## Exercise:
Return the following from the records below: each line, word for word, starting with the line that contains "### Proposed solution" and going on through the line that contains "# Option B —", with nothing outside that range.

[Collected data]
>>>
PR #492, opened 2026-05-12
 feat: orphan shadow table cleanup for swap strategy

### LINKED ISSUE #447: design: list_orphan_swap_tables() Protocol signature
### What problem does this solve?

#433 requires a new Protocol method so destinations can expose 
orphan shadow tables for cleanup. Before implementing, we need 
consensus on the signature — it affects every destination that 
supports replace_strategy: swap.

### Proposed solution

Two candidate signatures:

# Option A — simple, keeps Protocol minimal
`def list_orphan_swap_tables(self, config: DestinationConfig) -> list[str]: ...`

# Option B — richer records for CLI formatting
`def list_orphan_swap_tables(self, config: DestinationConfig) -> list[OrphanShadow]: ...`

Leaning Option A — --older-than filtering can happen inside 
the destination (age detection is DB-specific anyway), and CLI 
can fan out a per-table size query if needed.

### Category

New source connector

### Alternatives considered

Option B — but adds Protocol complexity early. Can always 
upgrade later if CLI needs richer output.

### Example YAML (if applicable)

```yaml

```

Muawiya-contact:
### What does this PR do?

Adds a safe cleanup mechanism for orphan `__drt_swap` tables created when swap-based replacements are interrupted.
<<<
## Answer section:
### Proposed solution

Two candidate signatures:

# Option A — simple, keeps Protocol minimal
`def list_orphan_swap_tables(self, config: DestinationConfig) -> list[str]: ...`

# Option B — richer records for CLI formatting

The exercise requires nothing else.